*DATA SHOWN:*
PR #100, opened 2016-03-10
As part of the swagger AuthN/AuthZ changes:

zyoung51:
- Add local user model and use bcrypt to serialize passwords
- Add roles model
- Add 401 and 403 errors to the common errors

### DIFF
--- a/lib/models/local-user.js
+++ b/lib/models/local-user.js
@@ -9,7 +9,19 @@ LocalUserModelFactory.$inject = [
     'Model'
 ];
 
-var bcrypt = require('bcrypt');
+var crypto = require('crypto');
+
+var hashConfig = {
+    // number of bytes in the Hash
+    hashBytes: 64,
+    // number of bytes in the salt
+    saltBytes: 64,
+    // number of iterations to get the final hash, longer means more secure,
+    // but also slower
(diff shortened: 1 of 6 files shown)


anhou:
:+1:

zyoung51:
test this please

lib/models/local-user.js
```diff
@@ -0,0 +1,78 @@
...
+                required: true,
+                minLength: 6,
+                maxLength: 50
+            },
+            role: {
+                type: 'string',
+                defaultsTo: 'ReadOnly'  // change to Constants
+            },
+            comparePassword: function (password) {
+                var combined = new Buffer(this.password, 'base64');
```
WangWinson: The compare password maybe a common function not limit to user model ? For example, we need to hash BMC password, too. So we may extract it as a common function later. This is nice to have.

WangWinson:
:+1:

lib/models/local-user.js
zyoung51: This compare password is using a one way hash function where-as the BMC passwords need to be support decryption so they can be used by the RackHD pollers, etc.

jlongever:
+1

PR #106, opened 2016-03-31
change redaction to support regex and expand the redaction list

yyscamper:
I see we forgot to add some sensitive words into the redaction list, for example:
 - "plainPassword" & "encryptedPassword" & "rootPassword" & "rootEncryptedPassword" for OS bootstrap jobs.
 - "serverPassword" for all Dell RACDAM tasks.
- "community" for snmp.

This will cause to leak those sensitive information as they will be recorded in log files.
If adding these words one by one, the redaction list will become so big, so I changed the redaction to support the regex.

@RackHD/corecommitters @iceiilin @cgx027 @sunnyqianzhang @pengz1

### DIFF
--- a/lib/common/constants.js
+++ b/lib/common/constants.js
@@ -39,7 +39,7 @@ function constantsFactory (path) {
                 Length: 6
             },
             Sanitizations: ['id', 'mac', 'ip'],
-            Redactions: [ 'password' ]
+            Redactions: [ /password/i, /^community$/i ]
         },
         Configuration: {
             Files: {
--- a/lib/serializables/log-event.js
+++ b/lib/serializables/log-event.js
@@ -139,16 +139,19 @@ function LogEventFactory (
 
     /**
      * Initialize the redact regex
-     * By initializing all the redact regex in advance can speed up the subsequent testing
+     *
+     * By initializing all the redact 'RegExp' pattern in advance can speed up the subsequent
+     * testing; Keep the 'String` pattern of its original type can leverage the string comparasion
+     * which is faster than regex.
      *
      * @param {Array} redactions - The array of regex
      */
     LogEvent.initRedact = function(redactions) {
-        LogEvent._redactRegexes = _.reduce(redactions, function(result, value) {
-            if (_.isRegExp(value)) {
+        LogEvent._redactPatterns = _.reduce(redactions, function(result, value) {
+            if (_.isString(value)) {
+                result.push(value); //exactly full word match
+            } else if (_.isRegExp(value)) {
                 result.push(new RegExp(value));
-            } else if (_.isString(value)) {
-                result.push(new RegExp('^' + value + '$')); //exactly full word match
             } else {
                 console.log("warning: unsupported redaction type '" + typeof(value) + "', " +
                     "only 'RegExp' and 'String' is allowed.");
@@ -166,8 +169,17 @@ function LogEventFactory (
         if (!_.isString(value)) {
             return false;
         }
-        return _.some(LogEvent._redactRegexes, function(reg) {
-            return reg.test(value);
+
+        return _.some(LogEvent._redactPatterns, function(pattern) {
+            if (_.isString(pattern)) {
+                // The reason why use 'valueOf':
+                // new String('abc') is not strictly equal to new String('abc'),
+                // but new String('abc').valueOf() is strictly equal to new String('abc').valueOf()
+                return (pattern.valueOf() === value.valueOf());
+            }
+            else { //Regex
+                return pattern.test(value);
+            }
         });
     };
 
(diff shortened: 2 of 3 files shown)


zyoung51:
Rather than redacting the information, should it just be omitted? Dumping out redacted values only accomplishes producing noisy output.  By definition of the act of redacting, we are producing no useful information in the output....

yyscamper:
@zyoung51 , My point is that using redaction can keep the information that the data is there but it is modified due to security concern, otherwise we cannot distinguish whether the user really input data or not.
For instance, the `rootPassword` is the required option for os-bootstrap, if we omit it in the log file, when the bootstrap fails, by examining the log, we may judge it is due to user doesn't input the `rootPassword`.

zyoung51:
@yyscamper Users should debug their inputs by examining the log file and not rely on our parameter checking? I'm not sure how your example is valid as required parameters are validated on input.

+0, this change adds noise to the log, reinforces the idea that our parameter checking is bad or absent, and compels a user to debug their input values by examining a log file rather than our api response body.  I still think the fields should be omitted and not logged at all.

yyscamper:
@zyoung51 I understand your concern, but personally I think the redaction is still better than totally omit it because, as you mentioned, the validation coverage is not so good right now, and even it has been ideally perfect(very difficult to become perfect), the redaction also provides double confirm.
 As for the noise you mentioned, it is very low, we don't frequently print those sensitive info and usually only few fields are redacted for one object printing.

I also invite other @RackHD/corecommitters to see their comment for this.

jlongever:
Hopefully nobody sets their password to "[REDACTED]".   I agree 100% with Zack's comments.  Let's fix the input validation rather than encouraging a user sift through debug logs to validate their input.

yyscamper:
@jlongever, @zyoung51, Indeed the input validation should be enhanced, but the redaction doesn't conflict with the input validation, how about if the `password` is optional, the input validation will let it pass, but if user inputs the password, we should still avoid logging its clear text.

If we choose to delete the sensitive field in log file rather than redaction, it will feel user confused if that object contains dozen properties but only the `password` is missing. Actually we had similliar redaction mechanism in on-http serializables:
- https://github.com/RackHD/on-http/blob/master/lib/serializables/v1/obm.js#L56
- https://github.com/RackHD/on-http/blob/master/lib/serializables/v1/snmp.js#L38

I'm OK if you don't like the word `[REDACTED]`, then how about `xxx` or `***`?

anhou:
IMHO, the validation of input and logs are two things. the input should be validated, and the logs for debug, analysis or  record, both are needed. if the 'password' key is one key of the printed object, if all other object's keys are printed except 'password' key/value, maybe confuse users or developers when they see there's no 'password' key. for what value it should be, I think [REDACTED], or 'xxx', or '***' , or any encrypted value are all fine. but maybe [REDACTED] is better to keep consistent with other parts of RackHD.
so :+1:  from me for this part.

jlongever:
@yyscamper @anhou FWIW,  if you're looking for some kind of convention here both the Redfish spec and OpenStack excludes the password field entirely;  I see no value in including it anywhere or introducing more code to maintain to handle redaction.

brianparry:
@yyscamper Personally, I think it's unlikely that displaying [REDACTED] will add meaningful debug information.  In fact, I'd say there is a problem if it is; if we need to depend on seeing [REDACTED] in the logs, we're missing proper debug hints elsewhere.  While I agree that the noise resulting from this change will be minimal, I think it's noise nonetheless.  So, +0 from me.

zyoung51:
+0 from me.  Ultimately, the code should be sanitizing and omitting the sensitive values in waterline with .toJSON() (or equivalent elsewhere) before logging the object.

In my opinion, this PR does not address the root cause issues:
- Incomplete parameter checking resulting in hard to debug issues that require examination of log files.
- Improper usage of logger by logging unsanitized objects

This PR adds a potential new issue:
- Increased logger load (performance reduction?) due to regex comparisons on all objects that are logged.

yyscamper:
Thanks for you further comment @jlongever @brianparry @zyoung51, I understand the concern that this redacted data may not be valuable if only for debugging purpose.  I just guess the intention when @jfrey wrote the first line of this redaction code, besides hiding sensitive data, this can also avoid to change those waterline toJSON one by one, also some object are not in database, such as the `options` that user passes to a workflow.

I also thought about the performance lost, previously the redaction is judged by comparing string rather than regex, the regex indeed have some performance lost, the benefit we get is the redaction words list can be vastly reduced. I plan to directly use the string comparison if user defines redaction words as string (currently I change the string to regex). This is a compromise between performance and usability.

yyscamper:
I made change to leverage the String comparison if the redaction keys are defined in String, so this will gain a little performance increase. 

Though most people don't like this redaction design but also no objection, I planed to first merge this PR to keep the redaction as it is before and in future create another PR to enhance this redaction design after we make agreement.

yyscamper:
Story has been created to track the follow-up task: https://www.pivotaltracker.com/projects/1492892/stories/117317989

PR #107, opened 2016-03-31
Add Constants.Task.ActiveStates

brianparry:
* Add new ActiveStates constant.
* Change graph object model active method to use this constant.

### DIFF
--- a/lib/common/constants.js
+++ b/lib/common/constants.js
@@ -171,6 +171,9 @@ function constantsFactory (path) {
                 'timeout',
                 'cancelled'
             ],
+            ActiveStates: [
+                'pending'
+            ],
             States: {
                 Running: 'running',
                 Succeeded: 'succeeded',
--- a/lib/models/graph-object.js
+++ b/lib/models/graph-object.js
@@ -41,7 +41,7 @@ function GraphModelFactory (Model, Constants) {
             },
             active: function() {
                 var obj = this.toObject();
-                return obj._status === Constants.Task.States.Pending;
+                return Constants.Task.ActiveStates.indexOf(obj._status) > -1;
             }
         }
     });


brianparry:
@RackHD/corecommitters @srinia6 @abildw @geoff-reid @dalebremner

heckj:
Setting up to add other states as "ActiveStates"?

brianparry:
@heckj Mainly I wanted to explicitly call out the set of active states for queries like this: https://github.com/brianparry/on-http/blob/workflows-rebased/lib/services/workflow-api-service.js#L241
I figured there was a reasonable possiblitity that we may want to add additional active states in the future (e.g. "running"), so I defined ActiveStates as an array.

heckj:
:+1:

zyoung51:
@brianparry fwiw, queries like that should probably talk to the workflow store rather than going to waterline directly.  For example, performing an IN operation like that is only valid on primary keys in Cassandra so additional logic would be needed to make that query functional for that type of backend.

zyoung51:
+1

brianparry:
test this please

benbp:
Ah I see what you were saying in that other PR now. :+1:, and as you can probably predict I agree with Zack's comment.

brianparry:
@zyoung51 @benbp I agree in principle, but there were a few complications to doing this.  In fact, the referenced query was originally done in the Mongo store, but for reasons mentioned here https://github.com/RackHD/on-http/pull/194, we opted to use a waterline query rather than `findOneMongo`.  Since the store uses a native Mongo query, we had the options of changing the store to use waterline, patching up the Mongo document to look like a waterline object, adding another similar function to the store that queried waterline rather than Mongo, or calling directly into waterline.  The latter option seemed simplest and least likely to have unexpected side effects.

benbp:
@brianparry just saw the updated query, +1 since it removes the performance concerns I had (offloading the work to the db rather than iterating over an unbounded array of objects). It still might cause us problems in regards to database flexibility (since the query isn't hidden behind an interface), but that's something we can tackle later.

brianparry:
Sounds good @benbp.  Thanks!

*ABOUT THIS TASK:* Copy here each line of the preceding records with "objects" in it.

*EXERCISE RESPONSE:*
- Improper usage of logger by logging unsanitized objects
- Increased logger load (performance reduction?) due to regex comparisons on all objects that are logged.
@brianparry just saw the updated query, +1 since it removes the performance concerns I had (offloading the work to the db rather than iterating over an unbounded array of objects). It still might cause us problems in regards to database flexibility (since the query isn't hidden behind an interface), but that's something we can tackle later.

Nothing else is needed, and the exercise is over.